Gary Harding (5/28/2015)
Alan.B (5/27/2015)
Michael Meierruth (5/27/2015)
Alan B.
How does your function stand up to a varchar(8000) column with an * at the beginning and end and all blanks in between?
Okay, first - both functions are much slower with a * at the beginning/end. My first test was at 500K rows and I cancelled before the first test finished. I did 10K, 50K and 100K rows. Here's DDL, Test and results:
-- Ran on my Laptop -- X64 (8 Logical CPU, 2.8ghz, 32GB) Microsoft SQL Server 2014 - 12.0.2254.0 (X64)
USE tempdb
GO
-- CREATE THE FUNCTIONS
-----------------------------------------------------------------
IF OBJECT_ID('dbo.fn_CleanUp_MichaelMeierruth_MKIV') IS NOT NULL
DROP FUNCTION dbo.fn_CleanUp_MichaelMeierruth_MKIV
GO
CREATE FUNCTION dbo.fn_CleanUp_MichaelMeierruth_MKIV(@S VARCHAR(max))
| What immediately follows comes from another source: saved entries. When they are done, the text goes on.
PR #913, opened 2023-03-03
Fix reports link step sort for numeric 

### LINKED ISSUE #761: Sorting in reports with link steps doesn't work as expected
When sorting a table which is showing a link step, the sort seems to order numbers based on text sorting rules, not on number sorting rules.

See the column `bb n1`; the values are numeric but the descending order was done using character order.

Image

KinyaElGrande:
Fixes https://github.com/cortezaproject/corteza/issues/761
 
**Issue**: When sorting a table showing a link step, the sort seems to order numbers based on text sorting rules, not number sorting rules.

### DIFF
--- a/server/pkg/dal/exec_link_left.go
+++ b/server/pkg/dal/exec_link_left.go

RETURNS VARCHAR(max) WITH SCHEMABINDING AS
BEGIN
RETURN replace(replace(replace(replace(replace(replace(replace(ltrim(rtrim(replace(@s,CHAR(9),' '))),
' ',' '),
' ',' '),
' ',' '),
' ',' '),
' ',' '),
' ',' '),
' ',' ')
END;
GO
IF OBJECT_ID('dbo.NormalizeWhiteSpace8K') IS NOT NULL
DROP FUNCTION dbo.NormalizeWhiteSpace8K
GO
CREATE FUNCTION dbo.NormalizeWhiteSpace8K(@String varchar(max))
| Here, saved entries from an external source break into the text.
PR #928, opened 2023-03-13
Use Magnifying Glass in Page Builder

### LINKED ISSUE #816: Can't use magnifying glass in page builder
## Steps to reproduce
1. Add a PB that has the magnification option
2. Enable it
3. Go to page builder mode
4. Click on the magnification icon
5. Nothing happens

## Expected behaviour
Make blocks magnifiable in the builder

yonkov:
image

### What was improved?
The block magnification icon was not functional in the page builder, only on public pages. It was decided that this should not be the case, the icon should work from everywhere, all the time.

### How was improved?
Inside the compose, the page block modal was appended to the the page builder component.

### Why was improved?
It was impractical to have a magnification icon that does not magnify. Adding it improved the usability of the feature and its adoption throughout Corteza.

### DIFF
--- a/client/web/compose/src/components/Public/Page/Block/Modal.vue
+++ b/client/web/compose/src/components/Public/Page/Block/Modal.vue
@@ -99,18 +99,20 @@ export default {
   },
 
   created () {
-    this.$root.$on('magnify-page-block', ({ blockID, block } = {}) => {
-      this.customBlock = block
-      blockID = blockID || (block || {}).blockID
-      this.$router.push({ query: { ...this.$route.query, blockID } })
-    })
+    this.$root.$on('magnify-page-block', this.magnifyPageBlock)
   },
 
-  beforeDestroy () {
-    this.$root.$off('magnify-page-block')
+  destroyed () {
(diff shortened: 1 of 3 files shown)


client/web/compose/src/components/Public/Page/Block/Modal.vue
```diff
@@ -99,18 +99,19 @@ export default {
...
+  destroyed () {
+    this.$root.$off('magnify-page-block', this.magnifyPageBlock)
   },
 
   methods: {
+    magnifyPageBlock ({ blockID, block } = {}) {
+      this.customBlock = block
+      blockID = blockID || (block || {}).blockID
+      this.$router.push({ query: { ...this.$route.query, blockID } })
+    },
```
Fajfa, line 114: Empty line below please

client/web/compose/src/views/Admin/Pages/Builder.vue
```diff
@@ -262,6 +262,9 @@
         </template>
       </editor-toolbar>
     </portal>
```
Fajfa, line 264: Empty line below please

Fajfa (changes requested):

RETURNS TABLE WITH SCHEMABINDING AS
RETURN
SELECT
NewString =
replace(replace(replace(replace(replace(replace(replace(
ltrim(rtrim(@String)),
' ',' '),
' ',' '),
' ',' '),
' ',' '),
' ',' '),
' ',' '),
' ',' ');
GO
-- MAKE SURE BOTH STILL WORK (yep)
-----------------------------------------------------------------
DECLARE @string varchar(8000);
SET @string = '*'+REPLICATE(' ',7998)+'*';
SELECT * FROM dbo.NormalizeWhiteSpace8K(@string);
SELECT dbo.fn_CleanUp_MichaelMeierruth_MKIV(@string);
--THE TESTS
-----------------------------------------------------------------
SET NOCOUNT ON
IF OBJECT_ID('tempdb..#vals') IS NOT NULL DROP TABLE #vals;
CREATE TABLE #vals (id int identity primary key, val varchar(8000) not null);
INSERT #vals (val)
SELECT TOP 100000 '*'+REPLICATE(' ',7998)+'*'
FROM sys.all_columns a, sys.all_columns b;
dbcc freeproccache with no_infomsgs
dbcc dropcleanbuffers with no_infomsgs
PRINT '========== itvf version ==========';
DECLARE
@result varchar(8000),
@StartTime DATETIME = GETDATE();
SELECT @result = NewString
FROM #vals
CROSS APPLY dbo.NormalizeWhiteSpace8K(val);
PRINT CAST(@@rowcount AS varchar(10))+' rows.';
PRINT DATEDIFF(ms,@StartTime,GETDATE());
GO 3
PRINT '========== scalar version ==========';
DECLARE
@result varchar(8000),
@StartTime DATETIME = GETDATE();
SELECT @result = dbo.fn_CleanUp_MichaelMeierruth_MKIV(val)
FROM #vals;
PRINT CAST(@@rowcount AS varchar(10))+' rows.';
PRINT DATEDIFF(ms,@StartTime,GETDATE());
GO 3
/*
--10,000 Records
Beginning execution loop
========== itvf version ==========
10000 rows.
1450
========== itvf version ==========
10000 rows.
1380
========== itvf version ==========
10000 rows.
1413
Batch execution completed 3 times.
Beginning execution loop
========== scalar version ==========
10000 rows.
2300
========== scalar version ==========
10000 rows.
2290
========== scalar version ==========
10000 rows.
2276
Batch execution completed 3 times.
*/
/*
-- 50,000 rows
Beginning execution loop
========== itvf version ==========
50000 rows.
7166
========== itvf version ==========
50000 rows.
7116
========== itvf version ==========
50000 rows.
7070
Batch execution completed 3 times.
Beginning execution loop
========== scalar version ==========
50000 rows.
11503
========== scalar version ==========
50000 rows.
11530
========== scalar version ==========
50000 rows.
11493
Batch execution completed 3 times.
*/
/*
-- 100,000 rows
Beginning execution loop
========== itvf version ==========
100000 rows.
14426
========== itvf version ==========
100000 rows.
14226
========== itvf version ==========
100000 rows.
14226
Batch execution completed 3 times.
Beginning execution loop
========== scalar version ==========
100000 rows.
22900
========== scalar version ==========
100000 rows.
23076
========== scalar version ==========
100000 rows.
22943
Batch execution completed 3 times.
*/
Surely both of these methods would benefit from using a binary collation, allowing the REPLACE function to execute faster?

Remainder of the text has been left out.